I've tried asking for a proof on datascience stackexchange, but I think I might get more luck over here.
The following equations define the LSTM. The input, forget and outputs gates are: $$i_t = \sigma(W_i [h_{t-1}, x_t] + b_i)$$ $$f_t = \sigma(W_f [h_{t-1}, x_t] + b_f)$$ $$o_t = \sigma(W_o [h_{t-1}, x_t] + b_o)$$
And the cell state $c_t$ and hidden state $h_t$ are:
$$c_t = f_t \odot c_{t-1} + i_t \odot \text{tanh}(W_c[h_{t-1}, x_t] + b_c) $$ $$h_t = o_t \odot \text{tanh}(c_t)$$
Conventionally, $h_0 = c_0 = {\bf 0}$ (a vector of zeros), but we are not restricted to this particular choice in this question.
The task I would like to accomplish is the following:
Given an input sequence of $n$ numbers, I want to return the first number in the sequence after going through the whole sequence.

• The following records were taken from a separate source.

PR #1289, opened 2025-02-19
Support dynamic cert verifier address

litt3:

- Current code assumes that the cert verifier address doesn't ever change
- In reality, rollups will need to change cert verifier address on the fly
- This PR adds the cert verifier address as a parameter to the necessary methods, to support a dynamically configured address

## Checks

- Testing Strategy
   - [ ] Unit tests
   - [ ] Integration tests


cody-littley (approved):

api/clients/v2/verification/cert_verifier.go
```diff
@@ -118,7 +109,16 @@ func (cv *CertVerifier) VerifyCertV2FromSignedBatch(
 		return fmt.Errorf("wait for block number: %w", err)
 	}
 
-	err = cv.certVerifierCaller.VerifyDACertV2FromSignedBatch(
+	// don't try to bind to the address until AFTER waiting for the block number. if you try to bind too early, the
+	// contract might not exist yet
+	certVerifierCaller, err := verifierBindings.NewContractEigenDACertVerifierCaller(
```
samlaf, line 114: hmm this feels a bit arbitrary given that you're waiting for the batch's RBN block, which in theory should have nothing to do with the deployment address of the cert verifier.... I guess this kind of error happens in tests only? Is there another way to mitigate this?

samlaf (approved):
Mostly LGTM! Do want to point out that this change seems like its needed right now, but we'd probably need to revert this once we implement proper DACertVerifier versioning like outlined in https://app.excalidraw.com/s/1XPZRMVbRNH/7CGfvnrkKDN, where there would always be a single EigenDACertVerifierRouter entrypoint that woud route to the correct Certverifier.

image

api/clients/v2/verification/cert_verifier.go
litt3: I don't think we can safely define a mapping from `RBN` to `CertVerifierAddress` in the `EigenDACertVerifierRouter` without imposing a relationship between a given `RBN` entry and the eth block where the entry was created. Specifically, the eth transaction which adds a new `CertVerifierAddress` entry to the `EigenDACertVerifierRouter` MUST be included in eth block <= the `RBN` key of the entry. If this isn't enforced, then it would be possible for a rollup to retroactively add a `CertVerifierAddress` entry, long after a blob has been verified using the previous entry.

Therefore, I think the ordering currently enforced is correct: when a verifier encounters a blob with a given RBN, there needs to be a way for the verifier to know *for certain* that no update to the `EigenDACertVerifierRouter` is incoming, which would change the correct `CertVerifierAddress` to use for verification. I think the obvious way to guarantee this is to say "if there isn't a new entry in the `EigenDACertVerifierRouter` by the time your eth node has handled the block with blocknum == RBN, then you are safe to use the latest existing entry at that block"

litt3:
> Mostly LGTM! Do want to point out that this change seems like its needed right now, but we'd probably need to revert this once we implement proper DACertVerifier versioning like outlined in https://app.excalidraw.com/s/1XPZRMVbRNH/7CGfvnrkKDN, where there would always be a single EigenDACertVerifierRouter entrypoint that woud route to the correct Certverifier.

@samlaf I'm not sure this is true. The way I imagined us implementing the `EigenDACertVerifierRouter` involves the proxy fetching the correct `CertVerifierAddress` from the `EigenDACertVerifierRouter`, based on the `RBN` in a given cert, and passing the correct address into these client methods.

I personally like this strategy, since it means that using an `EigenDACertVerifierRouter` is totally optional. A given rollup could decide that it will never want to update the `CertVerifierAddress`, or that it would like to manage it's own upgrade process a different way, like by using config files directly in the proxy. Such a rollup could avoid using an `EigenDACertVerifierRouter` entirely.

api/clients/v2/payload_disperser.go
```diff
@@ -167,15 +167,15 @@ func (pd *PayloadDisperser) SendPayload(
 	}
 	pd.logger.Debug("Blob status CERTIFIED", "blobKey", blobKey.Hex())
 
-	eigenDACert, err := pd.buildEigenDACert(ctx, blobKey, blobStatusReply)
+	eigenDACert, err := pd.buildEigenDACert(ctx, certVerifierAddress, blobKey, blobStatusReply)
```
anupsv, line 170: I was thinking if we should check if given `certVerifierAddress` is a valid eth address. But a client providing bad value would essentially shoot themselves in the foot so i'm assuming its fine? Just want to confirm.

anupsv (approved):

api/clients/v2/payload_disperser.go
litt3: > But a client providing bad value would essentially shoot themselves in the foot

That's correct- choosing an invalid address at this stage would just cause the `buildEigenDACert` method to fail

samlaf:
> @samlaf I'm not sure this is true. The way I imagined us implementing the `EigenDACertVerifierRouter` involves the proxy fetching the correct `CertVerifierAddress` from the `EigenDACertVerifierRouter`, based on the `RBN` in a given cert, and passing the correct address into these client methods.
> 
> I personally like this strategy, since it means that using an `EigenDACertVerifierRouter` is totally optional. A given rollup could decide that it will never want to update the `CertVerifierAddress`, or that it would like to manage its own upgrade process a different way, like by using config files directly in the proxy. Such a rollup could avoid using an `EigenDACertVerifierRouter` entirely.

I see. That makes sense. We'll have to see what's the best way to implement this optionality then, because anything we push  out as "rollups could decide" actually has to be implemented in proxy where the rollup's decision is just to turn on a flag (for eg are we going to have flags for `EigenDACertVerifier` and `EigenDACertVerifierRouter` in proxy, and enforce that only one is turned on? That could work actually..

api/clients/v2/verification/cert_verifier.go
samlaf: makes sense.

samlaf (approved):

anupsv (approved):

I.e. given an input sequence: $(x_1, x_2, \cdots x_n)$, $x_i \in \mathbb{R}$ the system has to return the first input $x_1$ after reading $x_n$. To be a little bit more specific, we can either apply a transformation on $h_n$ or $c_n$ to obtain $x_1$.
We can make assume that the real numbers which we draw are confined to what we can express in a finite precision machine.
The question is thus - what would be a analytic solution for the weights (and biases) in order to make this happen (and a proof of it), assuming that $h_t, c_t \in R^m$.